The Year's Best Fantasy Stories: 2
- Cover art from the first edition
- Author: Lin Carter (editor)
- Cover artist: George Barr
- Language: English
- Series: The Year's Best Fantasy Stories
- Genre: Fantasy
- Publisher: DAW Books
- Publication date: 1976
- Publication place: United States
- Media type: Print (paperback)
- Pages: 192 pp
- Preceded by: The Year's Best Fantasy Stories
- Followed by: The Year's Best Fantasy Stories: 3

= The Year's Best Fantasy Stories: 2 =

1976 anthology edited by Lin Carter

The Year's Best Fantasy Stories: 2 is a 1976 anthology of fantasy stories, edited by American writer Lin Carter. It was first published in paperback by DAW Books.

==Summary==
The book collects twelve novelettes and short stories by various fantasy authors, originally published in the years 1975 and 1976 that were deemed by the editor the best from the period represented, together with an introductory survey of the year in fantasy, an essay on the year's best fantasy books, and introductory notes to the individual stories by the editor. The pieces include a "posthumous collaboration" (the story by Smith and Carter).

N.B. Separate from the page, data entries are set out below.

Issue #372, opened 2021-05-18
Mystikos failed to support dlopen of .so built with initial-exec Thread Local Storage mode


bodzhang:
Mystiko's musl dlopen failed to load .so built with "initial-exec" TLS mode, showing "initial-exec TLS resolves to dynamic definition" error.

The failure can be reproduced with the following test case, attempting to dlopen the default libgomp.so build for Ubuntu18.04.

Dockerfile:

```c
FROM ubuntu:18.04

RUN apt-get update && apt-get install -y gcc libgomp1
   
RUN rm -rf /app;mkdir -p /app
ADD omp-dlopen /app

RUN cd /app && \
    gcc -o omp-dlopen -Wall -g omp-dlopen.c -ldl

CMD ["/bin/bash"]
```

omp_dlopen.c:
```c
#include <dlfcn.h>
#include <stdio.h>

int main()
{
    void* handle;

    handle = dlopen("libgomp.so.1.0.0", RTLD_GLOBAL);
    if (!handle)
    {
        printf("%s\n", dlerror());
        return (-1);
    }

    printf("dlopen libgomp.so succeed\n");

    dlclose(handle);
    return (0);
}
```
Makefile:
```c
ifdef STRACE
OPTS = --strace
endif

all: appdir rootfs

appdir:
    $(APPBUILDER) Dockerfile

rootfs: appdir
    sudo $(MYST) mkext2 appdir ext2rootfs
    sudo chown $(USER).$(USER) ext2rootfs
    $(MYST) fssig --roothash ext2rootfs > roothash
    # $(MYST) mkcpio appdir rootfs

run:
    $(MYST_EXEC) $(OPTS) --roothash=roothash ext2rootfs /app/omp-dlopen

gdb:
    $(MYST_GDB) --args $(MYST_EXEC) $(OPTS) --roothash=roothash ext2rootfs /app/openmp-test

clean:
    rm -rf rootfs ext2rootfs appdir roothash
```
From [All about thread-local storage | MaskRay](https://maskray.me/blog/2021-02-14-all-about-thread-local-storage):
"If you add the __attribute((tls_model("initial-exec"))) attribute, a thread-local variable can use this model in -fpic mode. If the object file is linked into an executable, everything is fine. If the object file is linked into a shared object, the shared object generally needs to be an immediately loaded shared object. The linker sets the DF_STATIC_TLS flag to annotate a shared object with initial-exec TLS relocations.
[...]

PR #375, opened 2021-05-19
Handle dlopened library with R_X86_64_TPOFF64 symbols

jxyang:

MUSL maintains a counter for the number of loaded dynamic libraries that contain `TLS` section (verifiable with `readelf -l <.so file path>`). When a `R_X86_64_TPOFF64` symbol needs to be relocated, it checks whether the `tls_id` of the library being relocated is smaller than the number of total number of loaded dynamic libraries that contain `TLS` section.

The bug is that musl failed to update the total number before the relocation for the dlopen case, causing an assertion failure.

Fix https://github.com/deislabs/mystikos/issues/372

### DIFF
--- a/tests/Makefile
+++ b/tests/Makefile
@@ -59,6 +59,7 @@ DIRS += tlscert
 DIRS += tlscert2
 DIRS += wake_and_kill
 DIRS += cross_fs_symlinks
+DIRS += openmp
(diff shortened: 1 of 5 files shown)


mikbras (approved):
Nice work.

An Italian edition published in 1992 also included the novel The Witch's Daughter by R. A. Salvatore.

==Contents==
- "The Year in Fantasy" (Lin Carter)
- "The Demoness" (Tanith Lee)
- "The Night of the Unicorn" (Thomas Burnett Swann)
- "Cry Wolf" (Pat McIntosh)
- "Under the Thumbs of the Gods" (Fritz Leiber)
- "The Guardian of the Vault" (Paul Spencer)
- "The Lamp from Atlantis" (L. Sprague de Camp)
- "Xiurhn" (Gary Myers)
- "The City in the Jewel" (Lin Carter)
- "In 'Ygiroth" (Walter C. DeBill, Jr.)
- "The Scroll of Morloc" (Clark Ashton Smith and Lin Carter)
- "Payment in Kind" (Caradoc A. Cador)
- "Milord Sir Smiht, the English Wizard" (Avram Davidson)
- "The Year's Best Fantasy Books" (Lin Carter)

==Reception==
The anthology was reviewed by Richard Delap in Delap's F & SF Review, November 1976.